Digital Transformation in Manufacturing: Smart Factories and Industry 5.0

Informat Team· 2026-07-11 08:00· 42.4K views
Digital Transformation in Manufacturing: Smart Factories and Industry 5.0

Digital Transformation in Manufacturing: Smart Factories and Industry 5.0

Manufacturing is undergoing its most profound transformation since the assembly line. The convergence of IoT sensors, AI analytics, digital twins, collaborative robotics, and no-code application platforms has created the conditions for a new industrial paradigm — Industry 5.0 — where human intelligence and machine intelligence collaborate to achieve outcomes neither could accomplish alone. According to a June 2026 McKinsey report on Global Manufacturing Digitalization, manufacturers that have fully embraced digital transformation report 30-40% improvements in overall equipment effectiveness (OEE), 25-35% reductions in quality-related costs, and 20-30% decreases in energy consumption.

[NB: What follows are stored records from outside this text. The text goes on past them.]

Issue #931, opened 2024-05-21
consistent docs with entity renaming


koehlerson:
with https://github.com/Ferrite-FEM/Ferrite.jl/pull/914 some docs are off
- [ ] https://github.com/Ferrite-FEM/Ferrite.jl/blob/master/src/Grid/grid.jl#L281-L308
- [ ] https://github.com/Ferrite-FEM/Ferrite.jl/blob/master/docs/src/topics/grid.md

maybe more, feel free to add items to the list

KnutAM:
Thanks, I'll start adressing these now that the mesh parsers have fixes!

PR #935, opened 2024-05-21
Document reference shape entity naming

KnutAM:
* Added a reference shape topic documentation without exposing new API keeping numbering in devdocs.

Industry 5.0 represents an evolution beyond Industry 4.0's focus on automation and data exchange. While Industry 4.0 emphasized connecting machines and systems, Industry 5.0 emphasizes the collaboration between those connected systems and the human workers who design, oversee, and improve manufacturing processes. It is a shift from "lights-out" automation to augmented intelligence — equipping workers with AI-powered tools that amplify their capabilities rather than replace them.

The Smart Factory Technology Stack

IoT and Edge Computing

Sensors embedded in production equipment, products, and environments generate continuous streams of data about machine health, product quality, energy consumption, and environmental conditions. Edge computing processes this data close to where it is generated — on the factory floor — enabling real-time responses without the latency of cloud round-trips. Modern IoT platforms integrate with low-code and no-code application platforms, enabling manufacturing engineers to build monitoring and alerting applications without specialized programming skills.

Digital Twins

Digital twins — virtual replicas of physical assets, production lines, or entire factories — have moved from experimental technology to mainstream manufacturing tool. By 2026, over 60% of large manufacturers have deployed digital twins for at least one critical production process. Digital twins enable: simulation of process changes before physical implementation (reducing trial-and-error on expensive production equipment), real-time monitoring that compares actual performance against the digital twin's optimal baseline, predictive maintenance that anticipates equipment failures days or weeks in advance, and training of operators and maintenance staff in a risk-free virtual environment.

AI-Powered Quality Assurance

Computer vision systems, trained on thousands of images of acceptable and defective products, now perform real-time quality inspection at production-line speeds — catching defects invisible to human inspectors and continuously improving through feedback loops. Beyond visual inspection, AI systems analyze the full spectrum of production data — temperature, pressure, speed, vibration — to detect subtle patterns that precede quality deviations, enabling intervention before defective products are produced rather than detection after the fact.

Collaborative Robotics

Modern manufacturing robots are designed to work alongside humans rather than in isolated cages. These collaborative robots (cobots) handle repetitive, physically demanding, or hazardous tasks while human workers focus on complex assembly, quality decisions, and process improvement. The programming of cobots — historically a specialized skill requiring robotics engineers — is increasingly accomplished through no-code interfaces where workers demonstrate tasks physically and the robot learns through observation.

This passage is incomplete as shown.